Девочка у нее в Тибете. Вроде заочной дочери. Она переводит деньги ее семье из каждой зарплаты. 15 лет. А девочке в этом году 16, школу заканчивает, пишет, что хочет приехать к ней, познакомиться. Даже не в деревушке живет, три двора на уступе скалы, занавешенной облаком. Школа в долине. Показывала фотографию. Косички торчком, вверх смеющееся лицо, без возраста, из красной необожженной глины. Здесь это все хорошо отлажено. Миссии милосердия. Белый крест. Выбрал край света, семью, пол, лицо и подписал бумаги.
И поженились они, и жили счастливо: я и ты, ты и Бетина, Питер и Пауль. И приезжает девочка из Тибета и выходит замуж за Питера с Паулем, и живут они счастливо, дружелюбно. Счастье - что же здесь непонятного - 70 сантиметров.
Худенькая настороженная спина, и это в ней внимательное напряженье, когда губами по ней ведешь, этот легкий ресничный ток в два-три вольта, перехватывающий дыханье. Эти пугливые ямочки - там, внизу, со спины. Эти ладони, как растресканные зеркальца обратного вида, со спины. Эти ладони ее во тьме, инфракрасные, ночного виденья.
Она режет хлеб тонкими ломтиками, со спины.
Она, наконец, оборачивается, слезы в ее глазах.
Чей же он был? - молча гляжу ей в лицо. Молча.
Твой. - Она вздрагивает губами. - Твой. - И покачивает головой, отдаляясь.
Пряжа кончилась, руки кончились, бель грибниц. Та еще работенка для дежурного ангела. Что ж за сила свела нас, окунув эти лица друг в друга, в этот мертвенно талый туман нежилья, и держала их там, в нежилье так мучительно долго проступающих лиц, против воли враставших глазами, губами друг в друга? По ту сторону чувств. Как запотевшее зеркало проступая по эту.
И, быть может, отсюда это чувство, будто идет запись, будто в судьбе загорелась эта красная лампочка и мигает. Не ты это пишешь. Но и письмо - не ты. Ты - меж письмом и рукой.
Как слепое пятно мы друг другу.
Вагон электрички. Голос - громкий, навзрыд, мужской, срывающийся на женский. Там, за спиной, в соседнем купе.
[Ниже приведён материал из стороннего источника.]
PR #251, opened 2021-02-28
Add build config for android AAR library.

xloem:
- [ ] review issues with building android using the same pom.xml as desktop
  - [ ] packaging='aar' can't be used to automatically do this anymore, so the zip would be made manually like jna does, unless packaging can be set within a profile
  - [ ] jna transient dependency issue means detecting the usage of the dependency within a profile
    - note: [dependencies are referenceable as properties](https://stackoverflow.com/a/6934552/129550) but possibly mostly just within the same pom file
  - [ ] test until all issues enumeated/solved
- [ ] address remaining PR comments

This is a prototype gradle setup to bundle brainflow into an android library.  It directly references the jna library, so the libjnidispatch.so files have been removed, since maven downloads them.  If that's a concern at all it is easy to change back.

I made this change to help manage version differences between parts.  Gradle and maven take care of all the downloading and comparing now.

usage (with android libs built already into tools/jniLibs):
```
cd java-package/brainflow
mvn install
cd ../.. # EDIT: the rest can now be cd ../android; mvn install
cd android-package
./gradlew publishToMavenLocal
```
This compiles and installs the aar into the local user's maven folder.

Then in `app/build.gradle` of an android application:
```
repositories {
    mavenLocal()
}

dependencies {
    implementation 'org.brainflow:android:0.0.1-SNAPSHOT'
}
```
and none of the jars or .so files need to be manually placed into the application.

I'm new to gradle so this might not be perfectly done, but it still seems pretty helpful.


android-package/build.gradle
```diff
@@ -0,0 +1,50 @@
...
+        repositories {
+            maven {
+                url "$buildDir/repo"
+            }
+        }
+    }
+}
+
+android {
+    compileSdkVersion 30
```
Andrey1994, line 35: if I am not mistaken this one is pretty new, I suppose they are backward compatible, so does it make sense to set it to smth old?

android-package/build.gradle
```diff
@@ -0,0 +1,50 @@
...
+}
+
+dependencies {
+    api ('org.brainflow:brainflow:0.0.1-SNAPSHOT') {
```
Andrey1994, line 39: in CI pipelines we change version by regexp/string replace (I dont like regexp, but maven can not read from env variables)

Andrey1994 (commented):
It looks like we can keep both options aar package and jnilibs, also lets change UI pipeline to push aar package.

And I would like to check if its possible to generate aar wo gradle using maven only, and looks like its possible https://stackoverflow.com/questions/25077131/create-android-archive-libraryaar-with-maven-only I would like to use single build system if it works

android-package/build.gradle
xloem: 23 sound good?

android-package/build.gradle
xloem: > And I would like to check if its possible to generate aar wo gradle using maven only, and looks like its possible https://stackoverflow.com/questions/25077131/create-android-archive-libraryaar-with-maven-only I would like to use single build system if it works

It's possible to do this but takes some working with the maven internals that I haven't figured out yet.  I actually talked with a jna developer and they seemed to imply that using gradle would be the most stable, because google wasn't maintaining the maven path: https://groups.google.com/g/jna-users/c/QUFT16yJyt0/m/gapq1WL9AQAJ

xloem:
> It looks like we can keep both options aar package and jnilibs, also lets change UI pipeline to push aar package.
> 
> And I would like to check if its possible to generate aar wo gradle using maven only, and looks like its possible https://stackoverflow.com/questions/25077131/create-android-archive-libraryaar-with-maven-only I would like to use single build system if it works

It's possible to do this but takes some working with the maven internals that I haven't figured out yet. I actually talked with a jna developer and they seemed to imply that using gradle would be the most stable, because google wasn't maintaining the maven path: https://groups.google.com/g/jna-users/c/QUFT16yJyt0/m/gapq1WL9AQAJ [reply moved from accidental line comment]

android-package/build.gradle
xloem: something maven apparently can read from is -D flags passed on the command line, it seems; not sure if it is easy to use that

xloem:
@Andrey1994 I got it building with maven by pulling out the plugin that was throwing the exception.  I added lines to the deploy workflow to publish it like the jars, but I'm not sure how to test this; how do you test the deployment code?  Also, are the java packages published to maven?

java-package/android/pom.xml
```diff
@@ -0,0 +1,81 @@
...
+        <configuration>
+            <ndkArchitecture>arm64-v8a armeabi-v7a x86 x86_64</ndkArchitecture>
+        </configuration>
+      </plugin>
+    </plugins>
+
+  </build>
+  <dependencies>
+    <dependency>
+      <groupId>org.brainflow</groupId>
```
Andrey1994, line 60: it looks a little strange, why do we need brainflow as a dependency inside brainflow pom.xml(I know that its pom.xml for android but still strange)?

.github/workflows/deploy.yml
```diff
@@ -80,6 +80,12 @@ jobs:
     - name: Install 7Zip PowerShell Module
       shell: powershell
       run: Install-Module 7Zip4PowerShell -Force -Verbose
+    - name: Download Android Libs
```
Andrey1994, line 83: I think it should be done inside run_android.yaml workflow. And no need to download anything here

Andrey1994:
"Also, are the java packages published to maven?"

to maven central - not. There is github maven package but in order for this to work you need to provide github token in settings.xml for maven(https://github.com/brainflow-dev/brainflow/packages/450100)

"I added lines to the deploy workflow to publish it like the jars, but I'm not sure how to test this"

Usually I trigger it manually, make change and repeat...I think that aar package can be created and uploaded in run_android.yaml workflow and we can upload it to aws as everything else(also you will be able to check it). In workflow for deploy we can publish it to maven later on

java-package/android/pom.xml
xloem: I'm spending a lot of time looking into options for changing this.  It seems an easier approach to having this not look strange might be to rename the brainflow non-android package to something like 'brainflow-core'.  I am thinking maybe modules but I am very new to maven.  The big issue here is that the maven android plugin does not enforce that transient android dependencies are selected, so if the aar and jar are bundled together in one pom.xml, the wrong jna library is used on android in almost every way of doing it.  profile variables may give access to the entire dependency tree via property reflection, providing a possible avenue for working around this, but it doesn't look very nice and easy.  another approach might be submitting a bugfix to the android maven plugin around the dependency issue, and/or adding a feature to maven to make it easy to depend on parent dependency type; i'm not sure if that would mean requiring users to use a forked plugin version in their android projects or not ... most of the alternatives i'm finding here look kinda large unless we just rename the brainflow dependency or add a comment explaining the situation.  any thoughts?

xloem:
> "I added lines to the deploy workflow to publish it like the jars, but I'm not sure how to test this"
> 
> Usually I trigger it manually, make change and repeat...I think that aar package can be created and uploaded in run_android.yaml workflow and we can upload it to aws as everything else(also you will be able to check it). In workflow for deploy we can publish it to maven later on

I don't believe I have privileges with this project to run that workflow, so you know.

java-package/android/pom.xml
Andrey1994: but can it be splitted by 2 different pom.xmls like pom.xml for PC and android-pom.xml for android? This way aar and jar will not be bundled together and may have the same name.

Andrey1994: And I dont get why in this case you need plain brainflow as a dependency for brainflow android when you can just rebuild it. Looks like I am missing smth here

xloem: > And I dont get why in this case you need plain brainflow as a dependency for brainflow android when you can just rebuild it. Looks like I am missing smth here

I ran into some [bugs i linked to earlier](https://groups.google.com/g/jna-users/c/QUFT16yJyt0/m/gapq1WL9AQAJ) between `maven-compiler-plugin` and `maven-android-plugin`.  After your replies, I spent some more time with this and found ways of handling them (I was wrong; there is actually a new release where some of the issues are fixed; maven-compiler-plugin 3.8.1).  So, this is looking somewhat more possible.

> but can it be splitted by 2 different pom.xmls like pom.xml for PC and android-pom.xml for android? This way aar and jar will not be bundled together and may have the same name.

If they have the same name but are separate pom files, then if they are both installed to the same (even local) maven repository, the later-installed pom.xml overwrites the earlier-installed pom.xml .  For this situation, it might make more sense to either give them separate names, or merge the pom files into one (which may be doable without profile tricks .. might look at that more now that sources can be built under android).

Andrey1994: we can change name for aar package, its ok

'Скажи! Ну скажи мне, что я в порядке! Что я хороший, я клевый, да?'
Лица, те что передо мной, переглядываются с улыбкой.
Оборачиваюсь.
Немец, лет сорока, разметав на полу ноги, полулежит на сиденьи, запрокинув голову, волосы льются к плечам, как вода с песком, мыльный взгляд выхватывает над собой то ладонь на поручне, то лицо, то скользнувшую тень в окне:
'Скажи, ну скажи...'
Девочка, негритянка, лет пяти, подходит к нему и, снизу вверх, взглядом впившись в его кадык, произносит звонко на весь вагон:
'Ты - я скажу тебе - знаешь кто? Ноль, ничтожество, ты...'
Мать выдергивает ее из купе и под мышкой выносит на станцию.
С облегчением переглядываются.
Он запахивается волосами, прижав их к лицу ладонями, этот голый король, Людвиг, Лир...
Девочка. Будто приник глазом к скважине, смотришь в чужой сон.
Девочка, новорожденная, она лежит на краю зрения, как ни скашивай глаз, прижимаясь к скважине.
Это сестры, я их не знаю, в моей жизни лиц этих не было. Они встревожены, они то подходят к ребенку, вглядываясь, то отходят, перешептываются, вскидывая глаза на дверь - ту, другую, дальнюю, откуда должна появиться их старшая сестра, это ее поздний ребенок.
Девочка, она лежит на спине с открытыми глазами, смотрит вскользь и поверх склоненных над нею лиц.
Она стареет, она на глазах стареет, будто смаргивает годы: год, два, три...
Не телом она стареет и не лицом.
У нее размыкаются губы, она хочет что-то сказать.
Что? - наклоняются к ней. Что? - оборачиваются к двери. Нет, это сквозняк, мать не выходит. Что ж она медлит?
Девочка приподнимает голову, тянется вверх лицом. Ее тошнит. Она умирает.
Тошнит - читаю я по ее губам.
Что? - еще ниже склоняются сестры, заслоняя ее лицо. Она отворачивается, морщась. Жизнь ее, мелко помаргивая, затухает.